Excerpted records =
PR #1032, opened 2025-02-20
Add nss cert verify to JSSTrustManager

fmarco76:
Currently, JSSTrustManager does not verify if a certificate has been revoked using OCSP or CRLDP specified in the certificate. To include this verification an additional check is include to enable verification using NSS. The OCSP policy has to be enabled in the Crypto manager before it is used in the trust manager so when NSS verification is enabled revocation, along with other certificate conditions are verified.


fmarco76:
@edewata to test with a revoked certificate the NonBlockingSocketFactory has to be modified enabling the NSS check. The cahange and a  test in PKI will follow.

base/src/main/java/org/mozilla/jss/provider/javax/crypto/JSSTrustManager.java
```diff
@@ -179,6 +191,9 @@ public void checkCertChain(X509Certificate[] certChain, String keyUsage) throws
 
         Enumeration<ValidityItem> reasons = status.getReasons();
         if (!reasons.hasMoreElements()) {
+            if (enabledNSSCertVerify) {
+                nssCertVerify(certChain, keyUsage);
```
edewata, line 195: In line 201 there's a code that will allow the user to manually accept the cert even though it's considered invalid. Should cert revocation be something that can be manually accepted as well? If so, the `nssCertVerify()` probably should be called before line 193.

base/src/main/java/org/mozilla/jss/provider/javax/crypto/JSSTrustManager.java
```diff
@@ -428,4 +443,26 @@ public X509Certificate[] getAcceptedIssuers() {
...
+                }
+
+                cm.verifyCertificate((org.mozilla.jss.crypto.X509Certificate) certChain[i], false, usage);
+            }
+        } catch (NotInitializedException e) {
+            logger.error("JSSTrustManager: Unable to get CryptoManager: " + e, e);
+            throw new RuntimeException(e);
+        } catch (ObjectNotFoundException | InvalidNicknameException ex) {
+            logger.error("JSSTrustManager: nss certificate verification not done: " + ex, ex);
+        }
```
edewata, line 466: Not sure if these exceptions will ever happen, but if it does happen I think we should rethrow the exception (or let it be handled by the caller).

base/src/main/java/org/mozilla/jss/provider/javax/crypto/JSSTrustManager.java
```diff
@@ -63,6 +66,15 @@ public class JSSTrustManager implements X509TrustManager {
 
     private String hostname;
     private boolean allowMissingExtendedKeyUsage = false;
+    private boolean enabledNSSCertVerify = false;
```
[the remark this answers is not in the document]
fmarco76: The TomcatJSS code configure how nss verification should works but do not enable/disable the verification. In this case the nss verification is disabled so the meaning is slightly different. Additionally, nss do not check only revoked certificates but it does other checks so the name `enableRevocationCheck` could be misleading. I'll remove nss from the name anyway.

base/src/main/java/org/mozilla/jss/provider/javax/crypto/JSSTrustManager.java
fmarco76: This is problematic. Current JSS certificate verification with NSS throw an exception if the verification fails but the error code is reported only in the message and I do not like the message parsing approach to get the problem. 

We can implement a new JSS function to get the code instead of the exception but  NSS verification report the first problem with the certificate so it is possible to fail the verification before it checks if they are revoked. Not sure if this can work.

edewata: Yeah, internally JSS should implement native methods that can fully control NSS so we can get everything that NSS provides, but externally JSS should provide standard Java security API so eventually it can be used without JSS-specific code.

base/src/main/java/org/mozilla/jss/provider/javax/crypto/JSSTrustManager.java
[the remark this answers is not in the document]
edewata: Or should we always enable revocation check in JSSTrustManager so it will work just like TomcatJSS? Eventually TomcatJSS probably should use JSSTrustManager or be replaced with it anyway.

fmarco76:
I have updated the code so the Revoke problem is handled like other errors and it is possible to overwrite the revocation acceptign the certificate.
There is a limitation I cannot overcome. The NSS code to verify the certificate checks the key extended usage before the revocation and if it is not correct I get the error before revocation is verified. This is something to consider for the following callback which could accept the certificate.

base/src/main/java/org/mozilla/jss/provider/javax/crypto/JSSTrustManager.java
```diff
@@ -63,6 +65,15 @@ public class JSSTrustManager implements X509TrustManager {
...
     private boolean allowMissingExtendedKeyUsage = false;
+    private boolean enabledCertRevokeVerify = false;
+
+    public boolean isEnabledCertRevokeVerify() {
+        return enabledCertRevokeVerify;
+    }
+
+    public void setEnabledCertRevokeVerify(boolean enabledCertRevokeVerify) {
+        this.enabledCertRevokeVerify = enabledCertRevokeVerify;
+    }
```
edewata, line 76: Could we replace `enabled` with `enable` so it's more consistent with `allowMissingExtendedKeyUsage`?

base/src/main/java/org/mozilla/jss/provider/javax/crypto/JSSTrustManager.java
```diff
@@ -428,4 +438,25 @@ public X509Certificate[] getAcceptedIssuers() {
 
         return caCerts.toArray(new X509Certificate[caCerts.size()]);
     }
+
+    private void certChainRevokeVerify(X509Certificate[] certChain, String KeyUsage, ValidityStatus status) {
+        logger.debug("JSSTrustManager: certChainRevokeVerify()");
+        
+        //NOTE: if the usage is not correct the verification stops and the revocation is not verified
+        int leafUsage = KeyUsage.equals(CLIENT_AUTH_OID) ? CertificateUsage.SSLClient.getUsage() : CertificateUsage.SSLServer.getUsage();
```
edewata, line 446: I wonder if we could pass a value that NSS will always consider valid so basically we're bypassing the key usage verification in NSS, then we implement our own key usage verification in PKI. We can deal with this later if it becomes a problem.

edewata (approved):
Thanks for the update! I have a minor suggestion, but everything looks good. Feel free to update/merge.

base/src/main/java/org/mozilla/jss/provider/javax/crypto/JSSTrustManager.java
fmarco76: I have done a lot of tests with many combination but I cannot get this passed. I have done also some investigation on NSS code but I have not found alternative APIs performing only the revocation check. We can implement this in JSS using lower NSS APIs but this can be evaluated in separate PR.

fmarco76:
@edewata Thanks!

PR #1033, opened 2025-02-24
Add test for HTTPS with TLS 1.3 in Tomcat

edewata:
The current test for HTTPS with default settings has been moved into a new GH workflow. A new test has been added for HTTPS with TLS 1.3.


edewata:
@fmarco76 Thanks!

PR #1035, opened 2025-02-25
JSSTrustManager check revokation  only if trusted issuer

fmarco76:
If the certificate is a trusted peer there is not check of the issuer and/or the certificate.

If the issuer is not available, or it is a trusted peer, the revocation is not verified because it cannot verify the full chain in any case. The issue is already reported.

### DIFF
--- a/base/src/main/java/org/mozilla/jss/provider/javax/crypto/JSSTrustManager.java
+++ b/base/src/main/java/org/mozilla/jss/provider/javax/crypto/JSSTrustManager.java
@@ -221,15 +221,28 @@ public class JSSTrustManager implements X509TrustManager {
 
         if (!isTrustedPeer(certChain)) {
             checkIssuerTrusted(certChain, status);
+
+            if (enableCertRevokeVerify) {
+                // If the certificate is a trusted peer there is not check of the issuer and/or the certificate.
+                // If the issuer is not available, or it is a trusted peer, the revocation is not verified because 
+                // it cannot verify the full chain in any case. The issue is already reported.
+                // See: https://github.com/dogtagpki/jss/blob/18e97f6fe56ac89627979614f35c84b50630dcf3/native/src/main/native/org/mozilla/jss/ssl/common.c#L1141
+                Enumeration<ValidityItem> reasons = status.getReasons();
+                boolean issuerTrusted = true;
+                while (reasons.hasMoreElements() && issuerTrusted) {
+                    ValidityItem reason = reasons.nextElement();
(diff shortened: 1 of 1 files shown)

Work required =
Scan the records above for lines with the word "Thanks", then say how many there are, giving the number alone.

Reply =
3